Past EXHIBITION

Fanny Sanin: Thresholds For Contemplation

Dec 2, 2022—Apr 15, 2023

Fanny Sanin: Thresholds For Contemplation - Exhibition Photo 1

For over five decades, Fanny Sanín has inhabited an autonomous creative universe wherefrom she has extracted one-off colors to construct forms as unique as they are singularly her own.

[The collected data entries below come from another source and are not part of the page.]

PR #10, opened 2021-04-05
Fix a couple of issues with the SDK and add some typescript types for DSNP messages

shannonwells:
Problem
=======
* The SDK's package name was invalid; capital letters are not allowed.
* The SDK needs some basic type definitions for us to build on; this was made immediate due to @enddynayn 's and my batch work
* Also why not update some packages too.
[Finishes #177633643](https://www.pivotaltracker.com/story/show/177633643)
[Related to #177164585](https://www.pivotaltracker.com/story/show/177164585)

Solution
========
* downcase the package name
* Add some type definitions, including DSNP message types and values.
* Update packages
* move jest configuration into its own .js file to make package.json less crowded

### DIFF
--- a/package.json
+++ b/package.json
@@ -1,5 +1,5 @@
 {
-  "name": "@LibertyDSNP/sdk",
+  "name": "@liberty-dsnp/sdk",
   "version": "0.0.0",
   "description": "SDK Library for the DSNP",
   "main": "dist/main/index.js",
--- a/package.json
+++ b/package.json
@@ -35,21 +35,22 @@
     "node": ">=14.15.5"
   },
   "devDependencies": {
-    "ts-jest": "26.5.1",
-    "ts-node": "^9.1.1",
-    "typescript": "^4.1.5",
-    "@types/jest": "26.0.20",
-    "@typescript-eslint/eslint-plugin": "4.15.1",
-    "@typescript-eslint/parser": "4.15.1",
+    "@types/jest": "26.0.22",
+    "@typescript-eslint/eslint-plugin": "4.21.0",
+    "@typescript-eslint/parser": "4.21.0",
+    "eslint": "^7.23.0",
     "eslint-config-prettier": "7.2.0",
     "eslint-plugin-jest": "24.1.5",
     "eslint-plugin-prettier": "3.3.1",
-    "jest": "^26.6.3",
+    "jest": "26.6.3",
     "jest-junit": "12.0.0",
     "npm-run-all": "4.1.5",
     "prettier": "2.2.1",
+    "ts-jest": "26.5.4",
+    "ts-node": "9.1.1",
     "typedoc": "0.20.25",
-    "typedoc-plugin-markdown": "3.5.0"
+    "typedoc-plugin-markdown": "3.5.0",
+    "typescript": "4.2.3"
   },
   "jest": {
     "setupFiles": [
@@ -69,6 +70,5 @@
     "suiteNameTemplate": "{filepath}",
     "classNameTemplate": "{classname}",
     "titleTemplate": "{title}"
-  },
-  "dependencies": {}
+  }
 }
--- a/package.json
+++ b/package.json
@@ -32,14 +32,15 @@
     "*.js"
   ],
   "engines": {
-    "node": ">=14.5.0"
+    "node": ">=14.15.5"
   },
   "devDependencies": {
+    "ts-jest": "26.5.1",
+    "ts-node": "^9.1.1",
+    "typescript": "^4.1.5",
     "@types/jest": "26.0.20",
     "@typescript-eslint/eslint-plugin": "4.15.1",
     "@typescript-eslint/parser": "4.15.1",
-    "babel-jest": "^26.6.3",
-    "eslint": "7.20.0",
     "eslint-config-prettier": "7.2.0",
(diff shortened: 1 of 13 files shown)


src/types/DSNP.d.ts
```diff
@@ -1,132 +1,137 @@
...
-  /**
-   * GraphChange: a public follow/unfollow
-   */
-  export interface GraphChange {
-    /** fromAddress	ID of the sender	bytes20 */
-    fromAddress: EthereumAddress;
-    /** actionType	follow/unfollow	number/enum */
-    actionType: number;
-  }
+/**
```
shannonwells, line 41: Bad diff! Bad!

src/types/DSNP.d.ts
```diff
@@ -1,132 +1,137 @@
 import { EthereumAddress } from "./Strings";
 
-export declare type DSNPMessage =
```
shannonwells, line 3: Turns out this doesn't work.  It is only ever a type and can only be used with type literals.

src/types/DSNP.d.ts
```diff
@@ -1,132 +1,137 @@
...
-   */
-  export interface Broadcast {
-    /** fromAddress	ID of the sender	bytes20 */
-    fromAddress: EthereumAddress;
-    /** messageID	keccak-256 hash of content stored at URI	bytes32 */
-    messageID: Uint8Array;
-    /** uri	content URI	string */
-    uri: string;
-  }
+export const ActionTypePrivate = 0;
```
shannonwells, line 5: I tried like mad to get namespaces to work and the advice I got from multiple sources was, give up on namespaces. So I do it here the "bonehead" way.

src/types/Strings.d.ts
```diff
@@ -5,17 +5,17 @@
  */
 
 /**
- * 0x prefixed Hexadecimal String
+ * Hexadecimal String
  */
-export declare type HexString = `0x${string}`;
```
shannonwells, line 10: This also doesn't work  the way I wanted; again, only works for string literals and that's not the purpose I wanted it for.

src/types/Strings.d.ts
```diff
@@ -5,17 +5,17 @@
...
+export declare type HexString = string;
 
 /**
- * 0x prefixed Hexadecimal representation of an Ethereum Address
```
shannonwells, line 13: Dropping this comment because it can't be enforced.

tsconfig.module.json
```diff
@@ -1,8 +1,7 @@
 {
   "extends": "./tsconfig",
   "compilerOptions": {
-    "target": "es6",
```
shannonwells, line 4: redundant; these are overrides

src/types/index.js
```diff
@@ -0,0 +1,6 @@
+"use strict";
```
wilwade, line 1: This looks like a generated file.

src/types.test.ts
```diff
@@ -1,4 +1,4 @@
-import { DSNP, DSNPMessage } from "./types/DSNP";
+import * as DSNP from "./types/DSNP.d";
```
wilwade, line 1: Is the `.d` really needed for it to pick it up? It shouldn't be if I'm reading the module resolution docs correctly, but perhaps it depends on the type of module resolution we are using?
https://www.typescriptlang.org/docs/handbook/module-resolution.html#module-resolution-strategies

src/types/DSNP.d.ts
```diff
@@ -1,132 +1,137 @@
...
-   */
-  export interface Drop {
-    /** deadDropID	The Dead Drop ID (See DeadDrops	bytes32) */
-    deadDropID: Uint8Array;
-    /** messageID	keccak-256 hash of content	bytes32 */
-    messageID: Uint8Array;
-    /** uri	content uri	string */
-    uri: string;
-  }
+export type Message = {
```
wilwade, line 35: Should this be a type or an interface?

package.json
```diff
@@ -1,5 +1,5 @@
 {
-  "name": "@LibertyDSNP/sdk",
+  "name": "@liberty-dsnp/sdk",
```
wilwade, line 2: Side note that this might change again as I think it will need to match our npm org which is going to be `unfinishedlabs` not our github org, but we can deal with that when we are publishing later this month.

wilwade (changes requested):
Nice. Few small things.

src/types.test.ts
shannonwells: I forgot about that; tsc was not finding the file.  This was a suggestion from tsc, but once I got the other things in place I forgot to take it out and try it.

src/types/index.js
shannonwells: right, good catch thanks

src/types/DSNP.d.ts
shannonwells: interface, thanks for catching it

wilwade (approved):
🎉

src/types.test.ts
wilwade: For future reference: We figured out that it was the `export const`s in the definition file that were the issue. Since .d.ts files are not compiled, those variables would disappear. Moved those out to a separate file and then we could remove the .d from the import and pull the types in.

PR #11, opened 2021-04-06
Features/stub method interfaces 177542925

rosalinekarr:
Problem
=======
We don't have a large architectural plan for modules and specific methods in the SDK, and that lack makes it difficult to start work on implementations when the interfaces they need to interact with are unclear.
[#177542925](https://www.pivotaltracker.com/story/show/177542925)

Solution
========
Add interfaces, stubs and documentation for as many modules and methods as we can think of for the v1 release. These interfaces and methods will likely change over the course of implementation, but their basic outline at least gives us a place to start and general concept of what other method calls will be available to us in implementation.

with @wilwade


src/utilities/hash.ts
```diff
@@ -0,0 +1,5 @@
+export type KeccakHash = string;
```
shannonwells, line 1: This type is exported in its own file already

src/types/hash.ts
```diff
@@ -0,0 +1,6 @@
+/**
+ * KeccakHash is a 256 bit hash string encoded as hex with a '0x' at the start
+ *
+ * @type KeccakHash
+ */
+export type KeccakHash = string;
```
shannonwells, line 6: If I understand how this is supposed to work correctly, I think we should follow putting this into type declarations i.e put them in a .d.ts file and do:
```
declare type KeccakHash = string
```

src/activityPub/activityPub.ts
```diff
@@ -0,0 +1,64 @@
+import { keccak256 } from "js-sha3";
+import { KeccakHash } from "../utilities/hash";
+import { NotImplementedError } from "../utilities/errors";
+
+const sortJSON = (obj: Record<string, unknown>): Record<string, unknown> => {
```
enddynayn, line 5: can we move this into utility file?

src/config/config.ts
```diff
@@ -0,0 +1,44 @@
+// import Web3 from "web3";
+// import MemoryStore from "../storage/memoryStorage";
```
enddynayn, line 2: maybe we can use node-convict for configuration?

src/utilities/hash.ts
rosalinekarr: Fixed

src/types/hash.ts
rosalinekarr: Fixed

src/activityPub/activityPub.ts
rosalinekarr: Yep, fixed

src/config/config.ts
rosalinekarr: sure, I think it's worth a research spike. would you mind adding a chore to the backlog?

wilwade: I took a quick look and I liked what I saw. Added it to the backlog to discuss https://www.pivotaltracker.com/story/show/177682091

enddynayn (approved):

src/config/config.ts
shannonwells: Same here, looks good at first glance

shannonwells (approved):
Just a couple of comments - thanks for doing this.  I agree I'm sure this isn't the final form so I think this is a great start.

src/batch/batch.ts
```diff
@@ -0,0 +1,25 @@
...
+ * @returns         A batch file object
+ */
+export const createFile = (_events: MessageType[]): BatchFileObject => {
+  throw NotImplementedError;
+};
+
+/**
+ * openFile() takes a Batch file object . This method is not yet implemented.
+ *
+ * @params  file  An array of DSNPEvent to include in the batch file
```
aneyzberg, line 20: is this description correct? It seems like a copy and past error from above

src/batch/batch.ts
```diff
@@ -0,0 +1,25 @@
...
+ * @returns       A batch file object
```
aneyzberg, line 21: It seems like the return value might be incorrect here based on the message signature below?

aneyzberg (approved):
lgtm just a couple small comments

src/contracts/announcement.ts
```diff
@@ -4,8 +4,8 @@ import Web3 from "web3";
 import { Contract } from "web3-eth-contract";
 import { AbiItem } from "web3-utils";
 
-import { KeccakHash } from "../types/hash";
-import { hashPrefix } from "../utilities/hashPrefix";
+import { HexString } from "../types/Strings";
```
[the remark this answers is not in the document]
rosalinekarr: Not sure, but I think we can save making a decision in a future PR.

src/batch/batch.ts
rosalinekarr: fixed

src/batch/batch.ts
rosalinekarr: fixed

PR #21, opened 2021-05-13
Features/events module 177859533

rosalinekarr:
Problem
=======
We need a way to create DSNP messages in the SDK for later signing and inclusion in batches.
[#177859533](https://www.pivotaltracker.com/story/show/177859533)

Solution
========
Added a messages module with factories and types for Broadcast, Reply and Reaction events.

Change summary:
---------------
* Added types for Broadcast, Reply and Reaction events
* Added factory functions for each type

### DIFF
--- a/package-lock.json
+++ b/package-lock.json
@@ -1,8 +1,10917 @@
 {
   "name": "@unfinishedlabs/sdk",
   "version": "0.0.0",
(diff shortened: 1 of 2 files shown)


enddynayn:
fantastic!

enddynayn (approved):

PR #22, opened 2021-05-13
feat(announcement): add read methods

enddynayn:
Problem
=======
problem statement, including
[link to Pivotal Tracker #12345678](https://www.pivotaltracker.com/story/show/12345678)

Solution
========
What I/we did to solve this problem

with @pairperson1

Change summary:
---------------
* Tidy, well formulated commit message
* Another great commit message
* Something else I/we did

Steps to Verify:
----------------
1. A setup step / beginning state
1. What to do next
1. Any other instructions
1. Expected behavior
1. Suggestions for testing


src/batch/batch.ts
```diff
@@ -1,25 +1,83 @@
...
- * @params  file  A batch file object to open
- * @returns       An array of DSNPEvents from the batch file
+ * @param  reader a ParquetReader object.
+ * @param  column a ParquetReader object.
+ * @param  item a ParquetReader object.
+ * @returns void.
  */
-export const openFile = (_file: BatchFileObject): MessageType[] => {
-  throw NotImplementedError;
+export const batchIncludes = async (
```
enddynayn, line 75: write test

shannonwells (changes requested):
The code looks clean and straightforward.

shannonwells (approved):

src/batch/batch.ts
```diff
@@ -1,25 +1,85 @@
 import { MessageType } from "../types/DSNP";
 import { NotImplementedError } from "../utilities";
+import request from "request";
+// eslint-disable-next-line @typescript-eslint/no-var-requires
+const parquet = require("@unfinishedlabs/parquetjs");
```
wilwade, line 5: Does this not work?
```suggestion
import * as parquet from "@unfinishedlabs/parquetjs";
```

src/batch/batch.ts
```diff
@@ -1,25 +1,85 @@
...
+ * readFile() reads a Parquet file by row.
  *
- * @params  file  A batch file object to open
- * @returns       An array of DSNPEvents from the batch file
+ * @param reader a ParquetReader object.
+ * @returns void.
  */
-export const openFile = (_file: BatchFileObject): MessageType[] => {
-  throw NotImplementedError;
+export const readFile = async (reader: typeof ParquetReader, callback: ReadRowFunction): Promise<void> => {
```
wilwade, line 57: It is more complex than a callback function, but do we want to have this be an Iterable?

https://developer.mozilla.org/en-US/docs/Web/JavaScript/Guide/Iterators_and_Generators

src/batch/batch.test.ts
```diff
@@ -0,0 +1,32 @@
+import { batchIncludes } from "./batch";
+
+// eslint-disable-next-line @typescript-eslint/no-var-requires
+const { ParquetReader } = require("@unfinishedlabs/parquetjs");
```
wilwade, line 4: Does this not work?

```suggestion
import { ParquetReader } from "@unfinishedlabs/parquetjs"
```

wilwade (commented):
Two questions and a wonder about Iterable

src/batch/batch.ts
enddynayn: it does not

src/batch/batch.ts
enddynayn: the reader is already iterable.

aneyzberg (approved):
lgtm

PR #23, opened 2021-05-14
Features/message signing 177926856

rosalinekarr:
Problem
=======
We need a way to sign messages for announcement to prove authenticity.
[#177926856](https://www.pivotaltracker.com/story/show/177926856)

Solution
========
Add `#sign()`, `#verify()` and `#hash()` methods to the message module


src/messages/messages.ts
```diff
@@ -99,3 +103,45 @@ export const createReactionMessage = (fromId: string, emoji: string, inReplyTo:
...
+ * sign() takes a private key and DSNP message and returns a Uint8Array
+ * signature for the message.
+ *
+ * @param privateKey The private key to use for signing
+ * @param message    The DSNP message to sign
+ * @returns          The message signature as a Uint8Array
+ */
+export const sign = (privateKey: Uint8Array, message: DSNPMessage): Uint8Array =>
+  secp256k1.ecdsaSign(hash(message), privateKey).signature;
+
```
wilwade, line 136: This feels like a wallet problem, not an SDK problem. I know we are skirting around that issue. Perhaps we need both?

wilwade (commented):
Question re: wallets

shannonwells (approved):

aneyzberg (approved):

src/messages/messages.ts
```diff
@@ -99,3 +102,48 @@ export const createReactionMessage = (fromId: string, emoji: string, inReplyTo:
...
+/**
+ * verify() takes a public key, DSNP message and a message signature and returns
+ * whether the signature is valid for the given key and message.
+ *
+ * @param message   The DSNP message to sign
+ * @param signature The message signature to validate
+ * @returns         The address of the signer
+ */
+export const verify = (message: DSNPMessage, signature: string): string => {
+  return ethers.utils.verifyMessage(hash(message), signature);
```
wilwade, line 148: I think we want to use `ethers.utils.recoverPublicKey` here to prevent using all the special Ethereum stuff we don't need.

wilwade (changes requested):

rosalinekarr:
This PR is currently blocked by this spec change: https://github.com/LibertyDSNP/spec/pull/68

src/messages/messages.ts
rosalinekarr: **Notes following out-of-band conversation:**

- There's no way around the Ethereum's RPC prefix
- We have to update the spec to use the prefix instead
- PR to do so here: https://github.com/LibertyDSNP/spec/pull/68

src/messages/messages.test.ts
```diff
@@ -0,0 +1,77 @@
...
+        ...(await getConfig()),
+        signer: new ethers.Wallet(privateKey),
+      });
+    });
+
+    it("returns a valid signature for a valid private key and message", async () => {
+      const message = createBroadcastMessage("1", "https://dsnp.org", "0x12345");
+
+      expect(await sign(message)).toEqual(
+        "0x9bde6e79c896768bfeed17e6fb7508d4caca83d01a18e5d14a4428e45d8aced33851595e4234e0d4396a8459109e1eb284583f6745a64289723e41aba1b92a8d1c"
```
acruikshank, line 53: I see that there is effectively a round trip test here, but it'd be nice to actually see the round trip. Confirming that the signature equals this long fixture doesn't provide much value. I'd be nice to see that signing a message, and then verifying with the same signature and a different message produces the wrong public key.

acruikshank (changes requested):
Hashing the message before calling signMessage (which hashes it again) is unnecessary and goes against the spec. Other than that and the verify/recover issue, it's looking good.

src/messages/messages.ts
```diff
@@ -99,3 +102,48 @@ export const createReactionMessage = (fromId: string, emoji: string, inReplyTo:
...
+ * signature for the message.
+ *
+ * @param message The DSNP message to sign
+ * @param opts    Optional. Configuration overrides, such as from address, if any
+ * @returns       The message signature as a Uint8Array
+ */
+export const sign = async (message: DSNPMessage, opts?: Config): Promise<HexString> => {
+  const { signer } = await getConfig(opts);
+  if (!signer) throw MissingSigner;
+  return signer.signMessage(hash(message));
```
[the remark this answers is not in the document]
rosalinekarr: yep, see [prior conversation](https://github.com/LibertyDSNP/sdk-ts/pull/23#discussion_r636932541)

src/messages/messages.ts
```diff
@@ -99,3 +102,48 @@ export const createReactionMessage = (fromId: string, emoji: string, inReplyTo:
...
+};
+
+/**
+ * verify() takes a public key, DSNP message and a message signature and returns
+ * whether the signature is valid for the given key and message.
```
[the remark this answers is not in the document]
rosalinekarr: updated

src/messages/messages.test.ts
rosalinekarr: These tests use the same public-private key pair and message, so in effect, they already are a round-trip test.

rosalinekarr: Added one anyway: https://github.com/LibertyDSNP/sdk-ts/pull/23/files#diff-a7f6db83f43ab14cc6a3c03d3eeb8f80dd905b6c0e01685ade183f25ee5f5b73R46

src/messages/messages.ts
```diff
@@ -99,3 +101,43 @@ export const createReactionMessage = (fromId: string, emoji: string, inReplyTo:
...
+ * @throws {@link MissingSigner}
+ * This error is thrown if no Signer is defined in the configuration options.
+ *
+ * @param message The DSNP message to sign
+ * @param opts    Optional. Configuration overrides, such as from address, if any
+ * @returns       The message signature in hex
+ */
+export const sign = async (message: DSNPMessage, opts?: Config): Promise<HexString> => {
+  const { signer } = await getConfig(opts);
+  if (!signer) throw MissingSigner;
```
wilwade, line 129: Side note, we should likely be throwing this in the config module instead. Perhaps `config.getSigner(opts)`, but I think that is a separate story.

wilwade (approved):
🚢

Sanín is not interested in comparisons or descriptions but rather in a penetrating understanding of the work to which she has devoted her entire life. Undoubtedly, critics consider her the most prominent geometric abstraction artist in Colombia and one of the great Latin American “geometers” of the 20th century: “The most outstanding geometer of her generation in her country of origin,”1 was also, with Helen Escobedo and Mira Landau, as James Oles affirms, one of the “most audacious pioneers of geometric abstraction” in Mexico in the late 1960s.2 Esteban García Brosseau has rightly reinstated her presence in Mexico’s history of art through her close relationship with the artists of the Ruptura, and he has stated that the expression “glacial spark” used by Octavio Paz to define the work of precursor Gunther Gerzso “could very well apply to Sanín’s painting.”3

Anna Sokoloff, trustee of the Fanny Sanín Legacy Project, defines the artist’s work as “a tribute to perseverance, rigor and respect for color.”4 Edward Sullivan in turn recalls how Sanín and Lilia Carrillo—also an “intriguing and important figure in the complex and still under-researched subject of mid-twentieth-century abstract art in Mexico”5—“exchanged ideas and most likely discussed their mutual engagement with poetic abstraction.”6 And many decades after this pioneering work—which later paved the way for a new geometry of her own, concrete geometry, one not any less sensitive for it—we may assert with Sullivan that “Fanny Sanín’s trajectory has been one of singular dedication to a method and style” quite unmistakable.7 Beverly Adams echoes this point when she states that Sanín, from the outset of her career to date, has characterized herself by creating against prevailing currents and tendencies.8

Thinking of her “exquisite, immensely accomplished, large-scale and carefully constructed art,”9 Edward Sullivan points out that “fortunately, we are living in an era of renewed art historical revisionism, occasioning a more logical acceptance and thoughtful openness to artists like Sanín who have labored for decades as integral parts of the New York art world.”10 Clayton Kirking calls Fanny Sanín “a sublime master of color”11; José Roca emphasizes that her work represents “one of the most solid and consistent investigations”12 in a “self-referential and concrete” search13 that flows into an art form capable of producing, incessantly, a “gradual bedazzlement.”14

Because her art arises from the contemplative exercise of transiting through her interior world, and demands it of our gaze in turn, we need to understand what Tobias Ostrander has concluded: that her “abstractions conjure perceptual states that transcend time.”15 Only then is it possible to cross the thresholds for contemplation that her art opens up.